BRIEF
Every line from the one with "Works just fine on my setup 👍" to the one with "Did you test", including those two, is to be copied exactly; all other lines of the entries below are left out.

BEGIN EXERCISE INPUT

PR #4135, opened 2020-12-30
Add prefetchMaxSearchSize to override limit for link previews

brunnre8:
YouTube puts the opengraph tags needed for the preview after ~300KB in the body
instead of the beginning of the <head> tag.
Instead of hardcoding the value, allow the server admin to set the policy as
they prefer.

Youtube was also kind enough to put the tags in the body instead of the header, so we can't stop once we reach \</head\> either

### DIFF
--- a/defaults/config.js
+++ b/defaults/config.js
@@ -150,6 +150,14 @@ module.exports = {
 	// This value is set to `2048` kilobytes by default.
 	prefetchMaxImageSize: 2048,
 
+	// ### prefetchMaxSearchSize
+	//
+	// This value controls the maximum request size made to find the link preview
+	// Open Graph tags. For some sites like YouTube this can easily exceed 300 kilobytes.
+	//
+	// This value is set to 50 kilobytes by default.
+	prefetchMaxSearchSize: 50,
+
 	// ### `fileUpload`
 	//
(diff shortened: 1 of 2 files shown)


sn0opy:
Works just fine on my setup 👍

defaults/config.js
```diff
@@ -150,6 +150,13 @@ module.exports = {
 	// This value is set to `2048` kilobytes by default.
 	prefetchMaxImageSize: 2048,
 
+	// ### `prefetchMaxSearchSize`
+	//
+	// This value controls the maximum request size made to find the link preview
+	// opengraph tags. For some sites like YouTube this can easily exceed 300KB
+	// set to 50 kilobytes as to not generate a lot of traffic on the server
```
MaxLeiter, line 157: Can this be something like:
// ### `prefetchMaxSearchSize`
//
// This value controls the maximum request size made to find the link preview
// Open Graph tags. For some sites like YouTube this can easily exceed 300 kilobytes.
//
// This value is set to `50` kilobytes by default.

MaxLeiter (changes requested):

defaults/config.js
brunnre8: ack, done

PR #4155, opened 2021-02-09
Update dependencies

MaxLeiter:


xPaw:
Did you test locally whether these updates worked?

Because current master appears to be broken due to socket.io change. https://github.com/socketio/socket.io/discussions/3741

PR #4156, opened 2021-02-09
Updated SQLite3, with windows build-tools (branch depUpdates)

SimplyLinn:


MaxLeiter:
As discussed on IRC, going to hold off and wait to see if upstream addresses this problem before we add another installation step for Windows users. Thanks!

PR #4171, opened 2021-03-01
Configure server ping timeout to 60 seconds

emilyst:
The default socket.io server-side ping timeout was changed from 60 seconds to 5 seconds. In browsers based on Chrome, this is not enough time to respond when the browser is idle. The end result is that the server sets the user away and then back approximately once every minute if the client window is idle, which is undesirable.

This change restores the previous timeout value.

See https://github.com/socketio/socket.io/issues/3259#issuecomment-474523271.


MaxLeiter:
Thanks!

PR #389, opened 2016-05-23
DataTable: row custom style or css class

ijsgaus:


cagataycivici:
Thank you, this seems a bit more complicated than I expected so not merging it. We'll try to find a simpler solution and if not reopen. Please create a feature request at our tracker with your requirements.

PR #394, opened 2016-05-23
Added viewRender-event

PhilippRoessner:
- Added viewRender-event from Fullcalendar to schedule-component
- Added viewRender-documentation to showcase


cagataycivici:
Shouldn't you emit viewRender event instead of eventResize? Why do you emit this.onEventResize? Is it a typo?

PhilippRoessner:
sorry, yes, it's a typo :/ you're right

PR #421, opened 2016-05-26
DataTable: Add ability to specify class to use on the table tag, and the ability to specify the class to use if the table is responsive.

shahmirn:
Add ability to specify class to use on the table tag, and the ability to specify the class to use if the table is responsive.


cagataycivici:
Why not just [class]="tableStyleClass" ?

shahmirn:
@cagataycivici Changed code to use tableStyleClass and added documentation.

cagataycivici:
Thank you, we'll provide tableStyleClass but rather keep the responsive class as fixed for now.

cagataycivici:
See #1155

PR #458, opened 2016-06-07
OnSelectioChange event

Toktik:


cagataycivici:
I think we should just pass delta, oldDelta and source to the event without processing them.

PR #471, opened 2016-06-09
Add firstDay as option to schedule

MathijsHoogland:
So you can define a different first day in the calendar (1 for monday, 2 for tuesday etc)


cagataycivici:
firstDay belongs to the locale config so better avoid duplicating it with a separate attribute. You can customize firstDay by binding an object that defines firstDay.

PR #493, opened 2016-06-16
allowHover for tooltip

PhilippRoessner:
I needed to keep the tooltip open when the mouse is over the tooltip


cagataycivici:
There are too many character changes, it is hard to find what has changed for review, please update the PR and we'll reopen.

PR #502, opened 2016-06-21
Datatable: Better multisort

feltech:
This change allows multisort to work on multiple columns without having to hold down the CTRL key (undocumented).  This is necessary for mobile, and is more standard with how other tables work.

The `sortOrder` for a column cycles between -1, 0 and 1 as the column is clicked.  0 is handled as a special case, where that column is removed from the `multiSortMeta` list.

### DIFF
--- a/.gitignore
+++ b/.gitignore
@@ -15,3 +15,6 @@ typings
 
 # misc 
 *.log
+
+# ide
+.idea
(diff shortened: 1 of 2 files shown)


cagataycivici:
We'll wait for user feedback, last time we've removed the metaKey, many users demanded it back.

PR #503, opened 2016-06-21
Datatable: Expand rows by ID

feltech:
This follows on from PR #502.  Can be cherry picked if #502 is not accepted.

A new optional `@Input() idField` is added, which makes `expandedRows` use a field of the row data, rather than the entire row object itself, as the tracking key.  This means when data is updated dynamically, selected rows will still be expanded, assuming a row(s) with matching `idField` exists after the update.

END EXERCISE INPUT

EXERCISE ANSWER
Works just fine on my setup 👍

defaults/config.js
```diff
@@ -150,6 +150,13 @@ module.exports = {
 	// This value is set to `2048` kilobytes by default.
 	prefetchMaxImageSize: 2048,
 
+	// ### `prefetchMaxSearchSize`
+	//
+	// This value controls the maximum request size made to find the link preview
+	// opengraph tags. For some sites like YouTube this can easily exceed 300KB
+	// set to 50 kilobytes as to not generate a lot of traffic on the server
```
MaxLeiter, line 157: Can this be something like:
// ### `prefetchMaxSearchSize`
//
// This value controls the maximum request size made to find the link preview
// Open Graph tags. For some sites like YouTube this can easily exceed 300 kilobytes.
//
// This value is set to `50` kilobytes by default.

MaxLeiter (changes requested):

defaults/config.js
brunnre8: ack, done

PR #4155, opened 2021-02-09
Update dependencies

MaxLeiter:


xPaw:
Did you test locally whether these updates worked?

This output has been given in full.